[Opening PROVIDED RECORDS section]
PR #714, opened 2026-09-11
Publish routed models into five more coding clients, and keep them current

duolahypercho:
Adds opencode, pi, omp (oh-my-pi), Command Code, and Hermes Agent to the Harness tab. Each keeps its providers in a configuration document the user also owns, so one shared publisher (`src/routed-harness-*.mjs`) writes the single `codex-router` key each of them reads and leaves every other byte alone.

Devin CLI and T3 Code are deliberately absent: Devin CLI selects from Cognition-hosted models and has no custom base URL, and T3 Code drives other CLIs rather than talking to models itself. A row that cannot publish is a row that lies.

## What is here

- **Publish** — `control client-setup <id>` / `client-disconnect <id>` and the Harness row's **Set up**. The wire is always one the router already serves: Responses on the caller `/v1` path for opencode, pi, and omp; the existing Anthropic Messages surface with `codex_router/anthropic/<slug>` ids for Command Code and Hermes, which have no Responses client.
- **Stay current** — `control client-update <id>|--all`, an **Update** button per row, and **Update all**. Each runs the client's *own* updater (`opencode upgrade`, `pi update --self`, `command-code update`, `hermes update --yes`) rather than `npm install -g`: a CLI installed by Homebrew or a `curl | sh` script is not an npm package, and reinstalling it as one leaves two copies whose winner is PATH order. Updating is never a side effect of publishing.
- **A keep-alive after the terminal event is dropped** (`src/openai-adapters.mjs`) — see below.
- **pi is installed from its maintained package**: it moved from `@mariozechner/pi-coding-agent` (stalled at 0.73.1) to `@earendil-works/pi-coding-agent`. The abandoned name installs fine and answers `pi --version`, so nothing here reported it as wrong.

## The stream fix, verified end to end

OpenCode Go and Zen close every Responses stream with a `ping` after `response.completed`. The forwarder read that as data after the terminal event and appended `invalid_responses_stream`, which LiteLLM re-raised on every completed turn. Codex ignores bytes after a terminal event, so it went unnoticed; opencode's AI SDK and pi validate them and failed the turn.

1. **Reproduced on the live router** — a real turn on the free `opencode-free-responses/muse-spark-1.2-contributor-free` route returned `"status":"completed"` with usage counted, then `{"error":{"message":"litellm.APIError: Response API in-stream error","code":"500"}}`.
2. **Confirmed the frame** — the raw upstream from `opencode.ai/zen/v1/responses` ends with exactly `event: ping` / `{"type":"ping","cost":"0"}`.
3. **Replayed those real bytes through both transforms:**

```
upstream : … response.output_item.done, response.completed, ping
OLD emits: … response.output_item.done, response.completed, error
NEW emits: … response.output_item.done, response.completed
only difference: error
```

Real data after the terminal event is still refused.

## Other verification

- opencode 1.18.13 read a published document from a scratch config and listed all 13 routed models (exit 0, empty stderr). This is the check that caught opencode's `limit.output` schema requirement, which the unit suite had passed straight through.
- The JSONC guard fires on a real layout: with an `opencode.jsonc` present, publication stops with an explanation and writes nothing.
- 190 tests pass / 0 fail across the harness, adapters, control-center, control, target-integration, caller-key, and YAML suites.

## Not verified

No routed turn has been taken *through* one of the five clients end to end — the live service runs from the main checkout, so proving that needs a second router instance. `AGENTS.md` now records that listing alone is insufficient, which is exactly how the `ping` bug hid.

### DIFF
--- a/AGENTS.md
+++ b/AGENTS.md
@@ -2305,6 +2305,27 @@ of somebody else's file; `routed-harness-manager.mjs` is the publisher.
   Command Code first reads `providers.json` in 1.30.0, so `minimumVersion` on
   its catalog entry makes setup update an older CLI and makes status and doctor
   report one. A version the CLI will not report is unknown, not outdated.
+- **Staying current is its own action, and it runs the client's own updater.**
+  `@latest` in `npmPackage` only decides what a *first* install fetches;
+  `installRoutedHarness` deliberately leaves a CLI that is already there alone,
+  because bumping somebody's global coding agent must not be a consequence of
+  republishing a model list. `control client-update <id>|--all`, the Harness
+  row's **Update** button, and `updateRoutedHarness` are the paths that do it.
+  Each prefers the client's own updater (`opencode upgrade`, `pi update
+  --self`, `command-code update`, `hermes update --yes`) over `npm install -g`:
+  a CLI installed by Homebrew or a `curl | sh` script is not an npm package,
+  and reinstalling it as one leaves two copies whose winner is PATH order —
+  which shows up as a row reporting the new version while the shell keeps
+  running the old one. npm is the fallback only for a client that publishes a
+  package and ships no updater. `--all` skips a client that is not installed
+  (update what I have, not install five agents I never asked for) and reports
+  per client rather than stopping at the first failure. A client that reports
+  no version before and after is never called "updated".
+- **Check the package name is still the maintained one.** pi moved publishers:
+  `@mariozechner/pi-coding-agent` stopped at 0.73.1 and the live line is
+  `@earendil-works/pi-coding-agent`. An abandoned package still installs and
+  still answers `pi --version`, so nothing in this repository would have
+  reported it as wrong — only reading the client's own install docs does.
 - **Prove a publication against the real client, not against its docs.** The
   unit suite passed while opencode 1.18 rejected every published model, because
   its schema requires `limit.output` whenever `limit` is present. opencode now
--- a/AGENTS.md
+++ b/AGENTS.md
@@ -2311,7 +2311,10 @@ of somebody else's file; `routed-harness-manager.mjs` is the publisher.
   gets `limit.input` at the router's `autoCompact` and `limit.output` as the
   headroom above it, or no `limit` when there is no threshold. A change to any
   adapter needs the same check: publish into a scratch document, then have the
-  installed client list or use the models from it.
+  installed client list the models from it and take one real turn (a free route
+  costs nothing). Listing alone missed that OpenCode's post-completion `ping`
+  had become a trailing gateway error: Codex ignores bytes after a terminal
+  event, and opencode and pi do not.
 - **Devin CLI and T3 Code are deliberately absent.** Devin CLI's config selects
   from Cognition-hosted models and has no custom base URL, so routed models
   cannot be published into it; the `devin-cli` *provider* is the other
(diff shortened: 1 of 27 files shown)


duolahypercho:
Reviewed this stack line by line. Pushed a fix for the one finding I'd call blocking; the rest are notes.

## Fixed in 02eec5f1

**Uninstall could empty the user's configuration file.** Both YAML edits judged a node by `parent.children.size`, which is the lexer's map of keys it was *able to register*. Two things live inside a node without appearing there:

- a block sequence, a merge key, or a key `PLAIN_KEY` declines (`openrouter/free:`)
- a trailing comment block, which `endIndex` deliberately stops before — and publishing inserts *above* it, so the comment ends up inside the block removal then splices away

Reproduced on omp's `models.yml`:

```yaml
providers:
  - name: a
    api: http://a
```

Install produced a document PyYAML cannot parse (`ParserError while parsing a block collection`); uninstall returned `""` and the file was emptied. A `providers:` holding only a comment lost the `providers:` key and left the comment orphaned at the wrong indentation.

`unaccountedLines` now walks the node's indented region instead of trusting `endIndex`. Publishing refuses with the file untouched when that region holds a non-comment line it cannot account for — the same "refuse rather than guess" rule this module already applies to an inline parent and to JSON with comments — and the ancestor collapse stops at anything unaccounted, comments included.

An empty document can still result and that case is correct: the collapse only ever reaches `keyPath[0]`, so emptiness now means the file held nothing but our own block, which is what omp's `models.yml` is.

Added byte-for-byte round-trip assertions — the existing ones match substrings and pass even when bytes we don't own are dropped. Both new tests fail against the previous reader.

## Not fixed — worth your call

- **A provider id the grammar declines now refuses rather than mis-publishes, but the underlying `decodeKey` weakness stands.** It returns `undefined` for a plain key outside `^[A-Za-z0-9_][A-Za-z0-9_.-]*$`, and its children then register against the *grandparent*. I scoped the guard to this module rather than changing `yaml-structure.mjs`, since the dsh manager shares it.
- **`writeDocument` can throw after the rename.** `writeHarnessDocument` does `write tmp → protect tmp → rename → protect target`, and that last call can throw. In `install()` it sits outside the `try { writeMarker } catch { rollback }`, so the document is published, no marker is written, and nothing rolls back — the "client pointed at a route the router has no record of" state the module header forbids.
- **Keep-alives are now dropped rather than relayed.** On main a `: keep-alive` reached the client as `data: \n\n`; after this PR nothing is pushed, and nothing in `src/` injects a heartbeat. A long silent turn leaves the socket completely quiet. Re-emitting `":\n\n"` would fix what strict clients rejected without going silent.
- **`"neither is reformatted"` in AGENTS.md is not true for the three JSON clients.** `applyJsonValue` returns `JSON.stringify(document, null, 2)`, so a 4-space CRLF `opencode.json` comes back 2-space LF on every republish — and `refreshTargetPickerIfInstalled` republishes.
- **On POSIX, Command Code falls back to an executable named `cmd`.** If `command-code` is absent but any unrelated `cmd` is on PATH, `status()` runs `cmd --version` and `client-update` runs `cmd update` against it.
- **"Update all" from the desktop app sets no `*_BIN` overrides** — `ROUTED_HARNESS_ROWS.find(row => row.id === "--all")` is `undefined`, so the child re-discovers via PATH, which the comment above it says a desktop app cannot rely on.

The updater subprocess path is clean: `updateCommand` is frozen literal data, the id is allow-listed three times, argv array, no shell.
[Closing PROVIDED RECORDS section]
◆ WORK ORDER
Copy out every line of the records that the string "reports" appears in.

◆ TASK OUTPUT
+  (update what I have, not install five agents I never asked for) and reports
+  per client rather than stopping at the first failure. A client that reports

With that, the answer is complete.